Gender, sexism and racism played roles in both the 2016 and 2024 election.
Crockett takes on this bias. “What we need is for me to have a bigger voice,” she said at the start of her speech announcing her candidacy. “We need to make sure we are going to stop all the hell that is raining down on all our people.”
“She’s much more combative, and she’s much more polarizing,” said Matthew Wilson, a professor of political science at Southern Methodist University in Dallas.
Crockett’s boldest move is to speak “Black English” to potential voters. She runs the risk of sounding uneducated and uncouth, but she believes this is her best chance at connecting with voters.
Not everyone agrees. John McWhorter, an African America linguist at Columbia University, is outraged at the language Crockett uses. He expressed his disdain in the New York Times: “She crossed a line that even the saltiest speech should avoid.” That was when she called Texas Gov. Greg Abbott, who uses a wheelchair, “Governor Hot Wheels.”
“Crockett hits all the right notes of the prophetic tradition of her father preacher.”
McWhorter concludes Crocket was “hitting way below the belt and helping bring our standards of civic exchange ever lower than they already are.”
Here’s the real rub: Donald Trump created the “vulgar presidency,” and MAGA worships him for his low, insulting rhetoric. But will a Black woman be granted the same privilege?

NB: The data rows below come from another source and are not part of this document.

PR #84, opened 2026-09-15
Let a research chat branch into a fork, and say the web toggle is per turn

buldezir:
A Deep Search chat is one line of questions: its mode and binding are fixed for its lifetime and every follow-up appends to the same transcript, so trying a second line of enquiry meant either polluting the chat worth keeping or starting over without the context the answer depended on. **Research in fork**, beside Send, asks the question in a copy of the conversation instead and leaves the original exactly as it was.

## How it works

The fork rides the turn request rather than getting an endpoint of its own: `searchRequest` gains `fork_from`, read only when `session_id` is empty, as mode and the binding already are. Everything between loading the session and creating one in `prepareSearchTurn` already reads the source record and stays right for a fork — the mode-conflict 409 refuses forking a Search chat under `mode=research` for free, the binding comes off the conversation rather than the request, and `PriorHits` carries its evidence forward — so only the session the turn lands in changes. One round trip and one paid run; a separate `POST /chats/{id}/fork` would have made the client fork, navigate, wait for the load and then submit, three states to get wrong for nothing.

`chat.ForkSession` copies kind, document, mode, provider and model because a session refuses a turn that contradicts them, and the transcript with its hits and steps, renumbered from 1. `run_id` is dropped: it correlates a stored turn with the live request that produced it, and the copy produced none.

`discardOpenedSession` is the other half. A fork is never empty, so `DiscardEmptySession` would have left one behind after every failed run; the forked branch deletes outright.

## On the page

`forkRef` is a ref and not state because `submit` reads its send closure through a ref refreshed in an effect, so a `setState` in the click handler would not reach the send that click triggers. `onSessionSettled` now navigates whenever the turn landed somewhere other than where it was typed, keeping `replace` for the `created` case alone: Back should lead out of a fork and into the chat it branched from. Titles stack their mark rather than nesting a prefix, so a fork of a fork reads `⑂⑂ title` and says at a glance how far from the original it is. The composer row wraps and the textarea keeps a floor, because a page can now put two buttons in it.

## Unrelated, one sentence

The web toggle was already per request — the flag rides each turn and a reload starts from off — but its help text said only what it costs, so ticking it read as arming the conversation. It now says it applies to this question only, in the shared component, which covers Ask AI too.

## Tests

`ForkTitle` and `ForkSession` units here; the API and browser suites are in lemmary-dev on the matching branch (`worktree-fork-research`): the copy and the untouched source, `session_id` beating `fork_from`, another account's chat as a 404, and the button's flow end to end.

`./scripts/test-all.sh` passes.


buldezir:
Pushed `45a3d129`: the page now moves into the fork the moment the run opens it, rather than when the answer lands.

The server already named the copy in the stream's first frame — it is what makes a dropped connection recoverable — so the page follows that frame: URL, selected rail row and the research steps all belong to the fork from the start of the run.

The move is a promotion, not a switch. `useChatSession` keys its load effect on an ownership ref, and an unclaimed id reads as the user changing conversations: it would reset the transcript, drop the reply being watched and reload the fork before its turn is stored. The hook gains `adoptSession`, which claims the id before the URL follows so the effect takes its existing promotion no-op.

That makes `discardOpenedSession` wrong, so it is gone and the call sites return to `discardEmptySession`, which never deleted a fork anyway — a copy is never empty. A fork abandoned by a failed or cancelled run now survives: by then the user is standing in it with their question back in the composer, and deleting a conversation out from under someone looking at it is worse than leaving one they asked for and can delete.

Overlay branch updated to `44d8bcd`: the stream's first frame must name the copy and the turn must be stored in it, and the browser spec now asserts the rail row is `aria-current` and the in-flight question survives the move. Neither stalls a provider, so they pin the contract and the outcome rather than the instant.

Crockett hits all the right notes of the prophetic tradition of her father preacher. Justice for all. Liberation theology. She is firmly grounded in the tradition of Gardner Taylor and Martin Luther King Jr. She has decided to put in speech the music of the Black community — the spirituals, the blues, jazz, hip-hop and rap.
By comparison, Talarico may appear too calm, too rationale, too sedate. Although his campaign fires the imagination of Democrats and some independents, he does so in measured tones that may appear even more sonorous when set against Crockett’s fiery rhetoric.
Deep in the heart of Texas, a political and theological debate is unfolding that could determine the next 40 years of our nation’s vision. This is a bold counterattack aimed at the heart of fundamentalism. The question is which approach will win the day.
Either way, imagine our nation embracing the vision of Jesus and the Social Gospel premised on rights, freedoms and democratic participation that at last bring to completion the Founding Fathers’ ideal of all human beings being created equal. And imagine the prophetic tradition of the Black Church finally breaking into the larger culture for good.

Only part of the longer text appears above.